Entre eles está o capítulo intitulado , publicado no livro . Escrito pelo grupo de pesquisadoras: Maria Angélica Marcheti (UFMS), Myriam Aparecida Mandetta (Unifesp), Beatriz Rosana Gonçalves de Oliveira Toso (Unioeste), Eliane Tatsch Neves (UFSM), Fernanda Ribeiro Baptista Marques (UFMS), Neusa Collet (UFPB), Patrícia Kuerten Rocha (UFSC), Lucila Castanheira Nascimento (EEUSP-RP), o trabalho descreve o Modelo Interacional de Cuidado à Família, sua base teórica e conceitual e sua aplicação na Clínica Ampliada em Pesquisa e Intervenção Familiar do Instituto Integrado de Saúde; as lições aprendidas, os principais resultados obtidos, e as potencialidades e os desafios para sua implementação na prática clínica.
Novas perspectivas
A pesquisadora ressalta que os planos futuros incluem desenvolver novos estudos para avaliar a aplicação do Modelo em outras populações. “Estamos implementando o Modelo com adultos, idosos e suas famílias, e utilizando aplicativos como o WhatsApp para atendimento on-line de famílias que residem em outras cidades e enfrentam dificuldades de transporte. Além disso, o preparo da família por meio de simulação clínica tem sido estudado e implementado, proporcionando um ambiente controlado onde podem praticar e aprimorar suas habilidades de cuidado. Essa abordagem não apenas melhora a confiança e a competência dos familiares, mas também permite que eles se sintam mais preparados para lidar com situações reais. Estamos expandindo essas iniciativas para incluir treinamentos regulares e sessões de feedback, garantindo um suporte contínuo e eficaz para as famílias.”

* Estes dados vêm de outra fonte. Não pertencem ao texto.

PR #3232, opened 2023-11-03
Update write.configs.ed.R

mdietze:
third straw on isFalse

## Review Time Estimate

- [ ] Immediately
- [ ] Within one week
- [ ] When possible

## Types of changes

## Checklist:

### DIFF
--- a/models/ed/R/write.configs.ed.R
+++ b/models/ed/R/write.configs.ed.R
@@ -393,7 +393,7 @@ write.config.ED2 <- function(trait.values, settings, run.id, defaults = settings
   }
 
   barebones <- settings$model$barebones_ed2in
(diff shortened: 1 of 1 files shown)


Aariq:
I don't think these errors with `xfun::isFALSE()` are anything in PEcAn—the error is more likely coming from an old version of `rmarkdown` or `knittr` or something (not exactly sure, because Yihui doesn't really say where exactly the error comes from in his [blog post](https://yihui.org/en/2023/02/xfun-isfalse/)). When I've seen this error, I've been able to fix it just by using recent versions of packages. For example, the vignettes for PEcAn.DB are built without error here: https://github.com/Aariq/PEcAn.DB/actions/runs/6641355603/job/18043682007#step:6:42

infotroph:
Closing since dropping support for R 4.0 seems to have ~fixed this.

Ela também menciona que cursos estão sendo preparados para profissionais de saúde e estudantes de graduação e pós-graduação. “Temos oferecido minicursos em eventos nacionais e internacionais para divulgar o Modelo. Estamos utilizando a Simulação Clínica na capacitação de profissionais e estudantes para a abordagem à família e aplicação do Modelo. Pesquisas futuras são necessárias para avaliar as intervenções familiares no contexto da implementação do Modelo Interacional de Cuidado à Família. Será importante também avaliar as competências essenciais dos estudantes de graduação e pós-graduação para a implementação do Modelo na prática clínica. Além disso, uma proposta está sendo encaminhada ao Ministério da Saúde para sua aplicação no âmbito da Rede de Atenção à Saúde no Sistema Único de Saúde”, explica.
Para a pesquisadora, entre os desafios futuros da pesquisa, o principal é a capacitação de outros enfermeiros e profissionais de saúde para a aplicação do Modelo Interacional de Cuidado à Família e sua inclusão nas políticas públicas voltadas ao atendimento de famílias que vivenciam a condição rara e crônica de saúde de um de seus membros. “Outro desafio é a formulação de instrumentos que possam mensurar o impacto do Modelo sobre as interações familiares e identificar as principais intervenções que fortalecem a resiliência na família”, conclui a Maria Angélica.